With utmost redundancy, we deduce that moral good is identical to that good for the survival of the group found in selected-for human social capacities — Kenosha Kid
How do you
deduce this? This is precisely the is-ought problem. You have social capacities that are "good for" (contribute to) the survival of human groups, and an explanation for why humans today have those traits (they are the traits that our ancestors had, who became out ancestors because they survived, thanks to having those traits).
But still, someone asks "What ought we do?" and your answer is "We are inclined to do these things." If they ask "Yes, we are inclined that way, but
is that right?" and you say "It's what helped our ancestors survive", you're still dodging the question. Saying something "is" in response to a question of what "ought" is a non-answer, unless you and the audience already agree on some "ought". You give an account on why we probably
do agree on some "oughts", but that account isn't itself any answer to an "ought" question; you could just as validly point out simply that we already agree on an "ought", with no explanation needed, and then proceed from there. The evolutionary cause of our agreement isn't relevant; just the agreement itself is sufficient.

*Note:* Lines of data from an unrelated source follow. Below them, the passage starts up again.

PR #1914, opened 2019-04-02
1902: igDateEditor - Spinning date w/o previous value present preserves entered value - 19.1

### LINKED ISSUE #1902: TimePicker and DateEditor values reset to 12:00 AM when key up/down is pressed.
### Description  
TimePicker and DateEditor values reset to 12:00 AM when key up/down is pressed and there is no valid value yet entered in the editor.

### Steps to reproduce  

1. Open http://jsfiddle.net/9fnzy71L/
2. Clear value
3. Type in 08:00
4. Use the right arrow key then press the down arrow to select PM

### Result  
The value is reset to 12:00 AM

### Expected result  
The value should be 08:00 PM

ViktorSlavov:
Closes #1902

### DIFF
--- a/src/js/modules/infragistics.ui.editors.js
+++ b/src/js/modules/infragistics.ui.editors.js
@@ -10357,7 +10357,7 @@
 
 			// N.A. 3/12/2016 Bug #215134: When we enter a value and spin before the date is created, we create a today date, cause everything is empty.
 			if (!this._dateObjectValue && mask.indexOf(unfilled) >= 0) {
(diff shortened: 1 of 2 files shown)


TammyD79:
Is this going in 18.2 also? We need it in that release. The other issue was attached to that version too.

ViktorSlavov:
@TammyD79 it is going to be present in 18.2 as well - here's a link to the [merged PR](https://github.com/IgniteUI/ignite-ui/pull/1915)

It's like if I ask what flavor of ice cream I should buy, and you tell me "chocolate is popular". Okay? Does that mean I should buy chocolate? Or that I shouldn't buy chocolate? Is popularity a good thing or a bad thing? In this case, the question is a stupid one to begin with, because the person asking the question has way more information about what flavor of chocolate would best please them than anyone else, and the question is probably rhetorical anyway. But that aside, telling them a fact about people's ice cream preferences is irrelevant, unless they already are of the opinion that they ought or ought not follow the crowds. You could tell them some evolutionary fact about why people evolved to crave certain flavors, but still that's not going to help them answer their question.
Consider sight. I look a tree, I see a tree. I look at the human genome and point a load of genes and say these are responsible for this bit of eye, that optical cable, these bits of the brain, etc. You're basically asking me where the picture of tree is. It's not there. The image of the tree is a consequence of the capacities of sight I have inherited via genes selected for because this way of seeing trees is better than my distant ancestor's for human survival. — Kenosha Kid
That's a poor analogy, because you're still entirely within the domain of "is".
A better analogy would be to flip the is-ought divide around the other way. You ask someone a scientific question about how the world is. They reply by telling you about different cultures beliefs on that topic and how it influences their way of life. You ask which if any of those cultures is actually correct about the question of fact you're asking. They tell you a story of how these cultures came to hold those views, because of the way that holding those views influenced their political or moral or other cultural development. You ask again,
What is the truth of this matter?, but all they will tell you is why different people think it's good to believe this or that is the truth. Because they're a social constructivist, who believes that all of reality is a social construct, nothing is actually true or false, there's just different beliefs that are held in different cultures because believing this way or that is important to them for this or that normative reason.
That's really frustrating, isn't it? Someone who won't give you a straight answer to your "is" question, and instead will only tell you why people think you ought to believe this or that answer to it.
I just do it. Or not. Depending on the circumstances. Our bodies have this covered, as they do with so many things, without solely relying on rational input, and irregardless of our post hoc rationalisation. — Kenosha Kid
For the most part this is also true of descriptive beliefs about factual matters. We just observe what we observe in our lives and our brains just intuit what's real and what isn't. And yet there have been huge disagreements about the nature of reality across history, and we eventually developed a method of paying
really close methodical attention to the experiences that
inform those evolved intuitions in order to settle those disagreements, and in doing so developed a much deeper and more nuanced understanding of what is or isn't real than our ancestors had done with hundreds of thousands of years of using the same exact brains with the same exact intuitions and getting by well enough to at least survive on that alone.
I am not saying that we have to do a bunch of heavy thinking about morality every time we make any decision, any more than we need to do controlled experiments to perceive distances from other vehicles on the road: we can just see where things are with our evolved intuitions, on that scale at least. I'm only suggesting that by paying
really close methodical attention to the experiences that inform our moral intuitions, we can make progress settling the huge disagreements that those intuitions have failed to settle, and in doing so develop a much deeper and more nuanced understanding of what is or isn't moral than our ancestors did with hundreds of thousands of years of using the same exact brains with the same exact intuitions and getting by well enough to at least survive on that alone.
Your counter-argument here seems to be that to weigh up, say, whether we should be a welfare state or not be a welfare state, first we must question our social biology which in turn necessitates that we must refer to the human genome which in turn suggests we must figure out our evolutionary history — Kenosha Kid
No, I don't want to bring up social biology or genes or evolutionary history at all. You're the one bringing that up as though it justified any "ought" claims. It explains why people intuitively have the "ought" opinions that they tend to have, sure, but explaining the cause of having an intuition isn't justifying content of that intuition.